Earning a degree in mathematical sciences can mean higher pay and increased job satisfaction. According to the US Bureau of Labor, the mean salary for a mathematicians is $108,100, with the top 10 percent earning close to $500. The mean salary for statisticians is $95,570 with the top 10 percent earning close to $157,300.
The Future of Math and Statistics
Job opportunities in math and statistics are anticipated to grow much faster than the average for all other occupations.

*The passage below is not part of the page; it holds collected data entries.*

PR #1016, opened 2021-10-04
Fix bug with subjects in filters

davidgisbey:
### Context

Fix issue with subjects not being retained when filters are applied

- Update the hidden fields to use the new subject_codes field rather than the deprecated params

### Trello
https://trello.com/c/8sXFu9UP/4014-find-send-filter-bug

### Checklist

- [x] Rebased master
- [x] Cleaned commit history


TobyRet (approved):
Tested and LGTM - just needs a spec but approving now

PR #1029, opened 2021-10-05
[DO NOT MERGE] - Cache providers in find

TobyRet:
### Context

`ProviderSuggestionsController#index` in Find is relatively slow (95th percentile response >200ms). It queries TTAPI with whatever the candidate types into the provider text field.

We have <2000 providers. We can try caching the data needed by this endpoint so that we don't need to make as many calls to TTAPI.

- Create job to sync provider names and codes in Redis
- Update the provider autocomplete to use the cached providers 
- Add feature flag

### Guidance to review
- NOTE - this PR cannot be merged until a Clock instance is set up on infra - this will be responsible for calling the sync job every hour
- In `development.local.yaml` set `cache_providers` to `true`
- In the rails console run `SyncAllProviders.call` (Make you have TTAPI running before you do this)

### Trello card
https://trello.com/c/dcKteB0b/3917-cache-providers-in-find

### Checklist

- [ ] Rebased master
- [ ] Cleaned commit history


spec/services/teacher_training_public_api/sync_all_providers_spec.rb
```diff
@@ -0,0 +1,26 @@
+require 'rails_helper'
+
+RSpec.describe TeacherTrainingPublicAPI::SyncAllProviders do
```
TobyRet, line 3: This is a unit test - wonder if we need an integration spec instead / as well 🤔

PR #1032, opened 2021-10-05
Add `subject_codes` to list of array query params

stevehook:
### Context

We have seen a few errors flagged today in production that are caused by invalid `subject_codes` query params:

https://sentry.io/organizations/dfe-bat/issues/2686958196/?project=1780060

- Ensure that hash values for `subject_codes` are converted to arrays.

### Guidance to review

- I don't fully understand how we are getting the invalid params. Find itself doesn't seem to generate them in my testing. I don't think they are legacy parameters either because `subject_codes` is quite new - that at least explains why we are starting to see this now rather than earlier.

### Trello card

https://trello.com/c/NLdQD0Q6/4021-fix-errors-when-find-search-receives-invalid-subjectcodes

### Checklist

- [x] Rebased master
- [x] Cleaned commit history

### DIFF
--- a/app/services/convert_deprecated_csharp_parameters_service.rb
+++ b/app/services/convert_deprecated_csharp_parameters_service.rb
@@ -1,7 +1,7 @@
 class ConvertDeprecatedCsharpParametersService
   def call(parameters:)
     boolean_parameter_names = %w[fulltime hasvacancies parttime senCourses]
-    array_parameter_names = %w[qualifications subjects]
+    array_parameter_names = %w[qualifications subjects subject_codes]
 
     have_legacy_params = false
     params_hash = parameters
--- a/spec/services/convert_deprecated_csharp_parameters_service_spec.rb
+++ b/spec/services/convert_deprecated_csharp_parameters_service_spec.rb
@@ -13,6 +13,7 @@ RSpec.describe ConvertDeprecatedCsharpParametersService do
         'senCourses' => 'True',
         'qualifications' => 'QtsOnly,PgdePgceWithQts,Other',
         'subjects' => '1,2,3',
+        'subject_codes' => { '0' => '00' },
       }
     end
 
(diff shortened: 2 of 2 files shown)


duncanjbrown:
This works... but it's super weird!

It might be related to Facebook? Most (but not all) UAs are explicitly FB, tho all (from casual survey in bigquery) have a `fbclid` param, which FB sticks on outbound links. Missing `referer` implies traffic from a mobile app rather than the web.

It's not just a link shared on FB: the payloads vary on the other fields (tho not on this one). And anyway it would be weird if everyone suddenly updated their bookmarks or whatever with an invalid `subject_codes` bit since we introduced that param a couple of weeks ago.

So it sounds absurd, but it feels a bit like someone is somehow semi-automatically (and wrongly) minting Find search links on Facebook?! (Possibly distant colleagues?)

All for fixing it in preprocessing like this. But maybe we should move the code that deals with this out from the unrelated C# code?

stevehook:
> This works... but it's super weird!
> 
> It might be related to Facebook? Most (but not all) UAs are explicitly FB, tho all (from casual survey in bigquery) have a `fbclid` param, which FB sticks on outbound links. Missing `referer` implies traffic from a mobile app rather than the web.
> 
> It's not just a link shared on FB: the payloads vary on the other fields (tho not on this one). And anyway it would be weird if everyone suddenly updated their bookmarks or whatever with an invalid `subject_codes` bit since we introduced that param a couple of weeks ago.
> 
> So it sounds absurd, but it feels a bit like someone is somehow semi-automatically (and wrongly) minting Find search links on Facebook?! (Possibly distant colleagues?)
> 
> All for fixing it in preprocessing like this. But maybe we should move the code that deals with this out from the unrelated C# code?

Thanks @duncanjbrown makes sense to move this out of the legacy C# middleware.

I had similar thoughts about a Facebook page that somebody has created that provides some kind of interface to Find. All of the the cases I looked at had either a `fbclid` param or came from a Facebook browser or had messenger.com as their referrer. I also saw invalid values for other array params like `qualifications` but we already handle that one.

PR #1070, opened 2021-10-25
Update location content

JR-G:
### Context

A [support ticket](https://trello.com/c/pZatjybt/859-find-page-not-showing-location) was raised by a provider on how we render the location information on Find, when a candidate searches with 'Across England'.

Previously we would render the providers address, this PR introduces logic to conditionally render either their site address (if they only have a single site) or the count of sites (if they have more than one).

- Added a new `_sites.html.erb` partial
- Update `index.html.erb` so that it takes in a `ResultsView` object

The results page will now display location information in either of the below formats:
image

### Guidance to review

I'm not 100% sure if passing ResultsView into the `SearchResultComponent` is the best approach – I ended up doing this because the `search_result_component_spec.rb` tests were failing due to it calling methods like `sites_count` on a nil class. Happy to discuss this – I've also not touched `_non_university.html.erb` or `_university.html.erb` until the approach has been agreed but I guess these could also be updated now that results_view is accessible. 

### Trello card

https://trello.com/c/pZatjybt/859-find-page-not-showing-location

### Checklist

- [ ] Rebased master
- [ ] Cleaned commit history

### DIFF
--- a/spec/features/courses/results_spec.rb
+++ b/spec/features/courses/results_spec.rb
@@ -46,7 +46,8 @@ describe 'Search results', type: :feature do
         expect(first_course.qualification.text).to include('PGCE with QTS')
         expect(first_course.study_mode.text).to eq('Full time')
         expect(first_course.funding_options.text).to eq('Student finance if you’re eligible')
-        expect(first_course.main_address.text).to eq('Poole SCITT, Ad Astra Infant School, Sherborn Crescent, Poole, Dorset, BH17 8AP')
+        expect(first_course.main_address_type.text).to eq('Number of locations')
+        expect(first_course.main_address.text).to eq('4')
         expect(first_course).not_to have_show_vacancies
       end
     end


app/components/courses/search_result_component.html.erb
```diff
@@ -36,10 +36,7 @@
     <dd data-qa="course__visa_sponsorship"><%= visa_sponsorship_status %></dd>
 
     <% unless filtered_by_location? %>
-      <dt class="app-description-list__label">Locations</dt>
-      <dd data-qa="course__main_address">
-        <%= helpers.smart_quotes(course.provider.decorate.short_address) %>
-      </dd>
+        <%= render partial: 'results/sites', locals: { course: course, results_view: results_view } %>
```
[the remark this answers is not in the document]
TobyRet: I _think_  'results/location' is no longer used. We used to show a GoogleMap on the LHS with a pin that representing the candidates location query - 
I removed and ran the specs and it was green so should be removed. 
'Sites' still makes sense to me however, as this is the name of the resource we request from TTAPI

app/components/courses/search_result_component.rb
```diff
@@ -12,10 +12,11 @@ def has_sites?
       @has_sites
     end
 
-    def initialize(course:, filtered_by_location: false, has_sites: false)
+    def initialize(course:, results_view:)
       @course = course.decorate
-      @filtered_by_location = filtered_by_location
-      @has_sites = has_sites
+      @filtered_by_location = results_view.location_filter?
+      @has_sites = results_view.has_sites?(course)
```
TobyRet, line 18: I don't think `@has_sites` needs to be declared as an instance var?

Perhaps just define `#has_sites` as follows 

```
 def has_sites?
     @results_view.has_sites?(@course)
  end
```

TobyRet: Same deal for @filtered_by_location

app/views/results/index.html.erb
```diff
@@ -61,8 +61,7 @@
         <% @courses.each do |course| %>
           <%= render Courses::SearchResultComponent.new(
             course: course,
-            has_sites: @results_view.has_sites?(course),
-            filtered_by_location: @results_view.location_filter?,
+            results_view: @results_view,
```
TobyRet, line 64: I think it is fine to pass in the @results_view object - we also do this on line 17

app/views/results/_sites.html.erb
```diff
@@ -0,0 +1,13 @@
+<% number_of_sites = results_view.sites_count(course) %>
```
TobyRet, line 1: Potentially we could also use a component here also (rather than a partial) 🤔

TobyRet: Not a blocker though ...

TobyRet (changes requested):
Made some small suggestions - almost there though I think

frankieroberto (changes requested):
Can we have a think through of the best content to display where there are multiple school locations listed? I’m not sure "Number of locations: 2" is ideal, as it doesn't help give any sense of the area(s) covered, and also may be inaccurate (if they've not added all the schools, but just a few of them)...

PR #1077, opened 2021-11-03
Don't render the location row on a non location search

JR-G:
### Context

A [support ticket](https://trello.com/c/pZatjybt/859-find-page-not-showing-location) was raised by a provider on how we render the location information on Find, when a candidate searches with 'Across England'.

We're currently rendering the providers address, rather than the site address. As an interim fix we will no longer render the location row, unless the candidate does a locations search.

If a candidate searches 'Across England' or 'By provider' then don't render the locations row.

### Guidance to review

This is only an interim fix until we can come up with a reliable solution.

### Trello card

https://trello.com/c/pZatjybt/859-find-page-not-showing-location

### Checklist

- [ ] Rebased master
- [ ] Cleaned commit history


frankieroberto (approved):
👍

PR #1084, opened 2021-11-08
Find feature flags: Step 1 - set up basic auth

TobyRet:
### Context

Currently feature flags on Find are controlled via environment variables. This means we need to redeploy whenever we want to toggle a flag.

Apply on the other hand has the means to toggle flags live in production with the need to redeploy.

We want to be able to store Feature Flag state in Redis and have the means to toggle feature flags via a basic-auth-protected UI

Set up basic auth and create a dummy Feature flags UI page that is protected by basic auth in production

### Guidance to review

The basic auth is enabled in production. To see it in development add the following to your `development.local.yaml` and visit `/feature-flags`

```
basic_auth_enabled: true
basic_auth_username: foo
basic_auth_password: bar
```

### Trello card

https://trello.com/c/raFhJfIq/4123-find-feature-flags-step-1-set-up-basic-auth

### Checklist

- [ ] Rebased master
- [ ] Cleaned commit history

### DIFF
--- a/app/controllers/concerns/http_auth_concern.rb
+++ b/app/controllers/concerns/http_auth_concern.rb
@@ -1,0 +1,15 @@
+module HttpAuthConcern
+  extend ActiveSupport::Concern
+
+  included do
+    before_action :http_authenticate
+  end
+
+  def http_authenticate
+    return true unless Settings.basic_auth_enabled
+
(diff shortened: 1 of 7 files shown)


stevehook (approved):
👍 Tested locally and all good. I can't really comment on how 'secure' basic auth is but the implementation here looks fine.

PR #1086, opened 2021-11-12
Create Feature Flags UI and store state in Redis 

TobyRet:
### Context
Currently feature flags on Find are controlled via environment variables. This means we need to redeploy whenever we want to toggle a flag.

Apply on the other hand has the means to toggle flags live in production with the need to redeploy.

We want to be able to store Feature Flag state in Redis and have the means to toggle feature flags via a basic-auth-protected UI

### Changes proposed in this pull request
- Store feature flag state in Redis.
- Allow ability to toggle feature flags from the new Feature Flag UI

feature_flags_final

### Guidance to review
This feature largely mirrors prior art in [Apply](https://github.com/DFE-Digital/apply-for-teacher-training)

- To test it out visit '/feature-flags' and you will be able to activate / deactivate a dummy feature flag (note this is not being used anywhere)
- The next PR will migrate across existing feature flags and remove any old code / config associated with the legacy feature flag logic. 

### Trello card
https://trello.com/c/szHOoTI7/4124-find-feature-flags-step-2-store-feature-flag-state-in-redis

### Checklist

- [ ] Rebased master
- [ ] Cleaned commit history
- [ ] Tested by running locally

PR #1090, opened 2021-11-15
Migrate feature flags

TobyRet:
### Context

Currently feature flags on Find are controlled via environment variables. This means we need to redeploy whenever we want to toggle a flag.

Apply on the other hand has the means to toggle flags live in production with the need to redeploy.

We want to be able to store Feature Flag state in Redis and have the means to toggle feature flags via a basic-auth-protected UI

- Migrate any current feature flags over to the new system
- Remove any old feature flag code / config

### Guidance to review
- Recommend reviewing per commit 
- Note that before merging, https://github.com/DFE-Digital/find-teacher-training/pull/1086 should be merged first and feature flag state should be set up correctly on on each environment

### Checklist

- [x] Rebased master
- [ ] Cleaned commit history


davidgisbey:
if you toggle maintenance mode on you can't get back to the feature flag page. I think we need to add an exemption a skip before action to the controller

As big data, the combination of mathematics and computers, and the use of electronic devices revolutionizes the way we live and interact with one another, the need for people with strong math and stats backgrounds will become increasingly important. Biostatisticians will need to be involved as our medical and pharmaceutical industries adapt to an aging US population. Machine learning, numerical analysis, and scientific computer will impact the ability to capture, store, analyze, and comprehend data.
Mathematics and Statistics at Michigan Tech
Big enough for opportunities—like undergraduate research projects—and small enough that professors get to know you. The Department of Mathematical Sciences at Michigan Tech offers three undergraduate degrees—mathematics (BS),statistics (BS), and a combination of mathematics and computer science (BS). Students also take courses in business, including accounting and finance. Earn a degree from Michigan's flagship technological university.
Many Michigan Tech mathematics and statistics majors—upwards of 30 percent—dual major, most commonly in physics, computer science, or engineering.
Our statistics degree requires a core of six mathematics courses, nine introductory and advanced statistics courses, three courses in a specific application area, plus general education classes. All math majors take eight core mathematics sources, plus advanced course depending on chose concentration within six areas:
Actuaries are in high demand. They are responsible for designing insurance policies and pension plans. Our courses in actuarial science prepare students to take the Society of Actuaries professional credential exams.
With plenty of available electives, our applied and computational mathematics concentration is ideal for a double major. It's all about the kind of mathematics used in designing scientific simulations like how an airplane wing or a proposed car body will perform.
This new concentration involves mathematical and statistical modeling to improve business performance—much of the work centers on analyzing data. Business analytics students take courses in mathematics, statistics, computing, data mining, database management, and business.
Discrete mathematics is the mathematics behind computer science—a good choice for double-majoring, especially with computer science.
General mathematics is designed for students intending to go on to graduate school, with an emphasis on mathematical theory.
Since all of these areas share the same core classes, students can easily switch from one concentration to another. The curriculum covers statistics, mathematical reasoning, computer-related discrete math, and using math to understand the world.
Tomorrow Needs STEM-savvy Mathematicians
Michigan Tech math and statistics graduates have found careers with employers as diverse as:
- Bureau of Labor Statistics
- Mayo Clinic
- National Security Agency
- Social Security Administration
- Towers Watson
- US Forest Service
Whether studying math, studying statistics, or combining math and computer sciences, it's clear that you will have ample career opportunities.